Elsewhere, I was asked If I'm IFB... and honestly, I'm a Christian, I serve Jesus Christ, Lord and Saviour of my Life, First, Secondly, I am a Baptist by Doctrine, and honestly, I'm still sorting out what that means. Alot of the IFB stuff, I find very disconserting and some of it, downright appalling... (Dr. Phil Kidd is a prime example of this...) 

Anyways, 'Dat's me rap sheet G money and I'm sticking to it... - (how Ghetto of me! )


-Chuck

[Edited on 11-6-2005 by StudentoftheWord]

[Edited on 11-6-2005 by StudentoftheWord]

[Edited on 11-6-2005 by StudentoftheWord]

[Edited on 11-6-2005 by StudentoftheWord]


----------



## Presbyrino (Nov 6, 2005)

> _Originally posted by Romans922_
> Does theonomy count?





NO!

But antinomianism & autonomy count.


----------



## BrianBowman (Nov 6, 2005)

> _Originally posted by sntijerina_
> 
> 
> > _Originally posted by Romans922_
> ...



Amen! . . . and boy has reading works on Theonomy helped "this" former antinomian/autonomous Dispensational get on a path to reconstructing my mind in the Holy Scriptures! I don't understand it all yet and I'm sure the more I learn the clearer the various distinctions will become, but studying the Scriptures from a Theonomic viewpoint (only about 25% of my "study approach", the remainder being Historical/Grammatical study of the Texts and learning the Reformed Creeds) sure has created a holy fear in my heart toward's God's perfect character.


----------



## SmokingFlax (Nov 6, 2005)

Yo Chuck!

Can you help a brother out ...what is IFB?


----------



## StudentoftheWord (Nov 6, 2005)

uhmmmm... just noticed something...

"converterted"? 

-Chuck

[Edited on 11-6-2005 by StudentoftheWord]


----------



## Pilgrim (Nov 6, 2005)

IFB=Independent Fundamental Baptist


----------



## Shane (Nov 6, 2005)

I was born and raised Catholic converted when I was 31.


----------



## alwaysreforming (Nov 6, 2005)

I "studied the Bible" with the *Jehovah's Witnesses * for 3 years, but couldn't officially "join" because I was in the military and the JW's don't allow it. This was overseas in Sicily, Italy. 

I spent a great deal of time and energy "witnessing" to people, and the military made me talk to a psychiatrist, a Lutheran minister, and a Catholic priest. 
All I ended up doing was confusing the heck out of all the Christians I came in contact with. None of them were prepared to "reason from the Scriptures" with me, and I pray that I did not do damage to their faith.
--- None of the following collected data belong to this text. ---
Issue #6928, opened 2019-03-07
Ejected user redirected to error 403 view


antobinary:
In the Flash client the message when a user is removed from the meeting is:
![screenshot from 2019-03-07 11-07-00](https://user-images.githubusercontent.com/6312397/53970712-49118580-40c9-11e9-9344-23182afa6495.png)

while in HTML5 client we have the generic
![screenshot from 2019-03-07 11-07-05](https://user-images.githubusercontent.com/6312397/53970727-53338400-40c9-11e9-96a5-dbe5f084fcb3.png)

Improve on the HTML5 experience so that the removed user is informed about the removal and it does not look like a client error

capilkey:
It would be good to differentiate between ejection by a moderator, for inactivity, or for a permissions violation.

Issue #6911, opened 2019-03-05
User inactivity (follow up)


antobinary:
Continuation from #6870

1) when the countdown expires in the HTML5 client we redirect to 403 currently, not providing info about what happened and it looks like an error to the user. The Flash client handles this in a better way. I would recommend adding another 'end message' with a new code and the same message as what the Flash client displays
![screenshot from 2019-03-05 16-41-38](https://user-images.githubusercontent.com/6312397/53839763-61b55a80-3f66-11e9-9d65-fa530570d6b5.png)
![screenshot from 2019-03-05 16-41-33](https://user-images.githubusercontent.com/6312397/53839764-624df100-3f66-11e9-8275-789fd8caa08d.png)

2) the modal for reacting to user inactivity can currently be closed via Esc key but in that case the user is ejected in a few seconds. I think Esc should be acting like hitting 'Check'. What does @KDSBrowne think on this one?

_Originally posted by @antobinary in https://github.com/bigbluebutton/bigbluebutton/pull/6870#issuecomment-469872160_

PR #7015, opened 2019-03-13
Update inactivity modal

jfsiebel:
This PR update the user inactivity feature:
- Play a sound when the inactivity modal appears. #6931
- Show a more descriptive message when the user is removed by inactivity. #6911
- When the inactivity modal is closed by pressing `Esc` trigger the check event. #6911

Also show a more descriptive message when the user is removed by another user. #6928


capilkey:
Would it be possible to handle the permission ejection reason also? In the Flash client we have a message for "Ejected due to permission violation."

jfsiebel:
Sure,
and what about the others? We have specific messages for them? or handle just this 3 messages?
https://github.com/bigbluebutton/bigbluebutton/blob/master/akka-bbb-apps/src/main/scala/org/bigbluebutton/core/models/Users2x.scala#L287-L294

capilkey:
All of the cases should probably be handled. I think all six are still in use.

jfsiebel:
Implemented the remaining messages from flash 
https://github.com/bigbluebutton/bigbluebutton/blob/master/bigbluebutton-client/locale/en_US/bbbResources.properties#L588-L592

bigbluebutton-html5/imports/startup/client/base.jsx
```diff
@@ -152,7 +154,12 @@ class Base extends Component {
       meetingExist,
     } = this.props;
 
-    if (meetingExisted && !meetingExist) {
+    if (ejected) {
+      const { ejectedReason } = ejected;
+      return (<MeetingEnded code={ejectedReason} />);
```
antobinary: Looking at the code it seems like here we should Session.set(codeError, ejectedReason) and `return` in the next block where we check for meetingExisted and leave audio. Otherwise we will not get to that other block. Comments are welcome

Issue #6997, opened 2019-03-12
Only display "..." on toasts when the message is long


tylercopeland:
<img width="356" alt="Screen Shot 2019-03-12 at 10 12 09 AM" src="https://user-images.githubusercontent.com/1273169/54206915-9e75da00-44af-11e9-899b-8672d0da5676.png">

In the toast message above, we should be seeing "..." on Kert or the simple message "Hello" that he sent.

Issue #5798, opened 2018-07-03
Toast notifications block access to Settings


antobinary:
... where the controls for disabling toasts are located

PR #7016, opened 2019-03-13
Fix Edge audio settings modal overflow / toast issues

### LINKED ISSUE #6794: Change audio settings modal overflows in Edge
When I say "No" to the echo test and am sent to the modal to change my audio settings it looks like the following in Edge. Firefox and Chrome don't seem to have any issues.

image

KDSBrowne:
Closes #6794, #6997 and #5798


bigbluebutton-html5/imports/ui/components/toast/component.jsx
```diff
@@ -23,38 +23,91 @@ const defaultIcons = {
...
+    }
+  }
+  return strings;
+};
+
+const formatMessageStrings = (messages) => {
+  const _messages = messages;
+  const MAX_MESSAGE_CHARS = 40;
+  _messages.forEach((item, index) => {
+    if (_messages[index].length > MAX_MESSAGE_CHARS) {
```
antobinary: Isn't `_messages[index]` the same as `item` ?

capilkey: The whole forEach() should probably just be a map() and don't use the index at all.

capilkey:
I just pull the branch and tested it and saw this for the toast messages,
image

capilkey:
The look of the toast messages for chat are a little weird now. There's a big white space and the text is prematurely cut off. 

New:
image

Old:
image

It looks like there's still a column for the old "..." indicator even though there's nothing displayed there anymore. It should be changed to make the text fill the full toast width.

capilkey:
The toast placement and modal overflow in Edge both look good. Just the toast width needs work.

capilkey:
The toasts still don't look right.

image

image

KDSBrowne:
The behaviour in Firefox seems to be different, I'll fix it to reflect what it looks like in chrome.

image

capilkey:
Strange. The first image that I posted was in Chrome and the second was in Firefox. I don't know why my toast message is getting cut off early while yours is not.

When I got out of the Navy, I moved back and was witnessed to by several organizations, including Campus Crusades.

The one's who eventually "won me over" was the *International Church of Christ*. So I left one cult and got into another.

It was not difficult coming to terms with the ICC, but the JW's screwed up my mind for many years. It was very difficult overcoming all of the propoganda.


----------



## StudentoftheWord (Nov 7, 2005)

> _Originally posted by SmokingFlax_
> Yo Chuck!
> 
> Can you help a brother out ...what is IFB?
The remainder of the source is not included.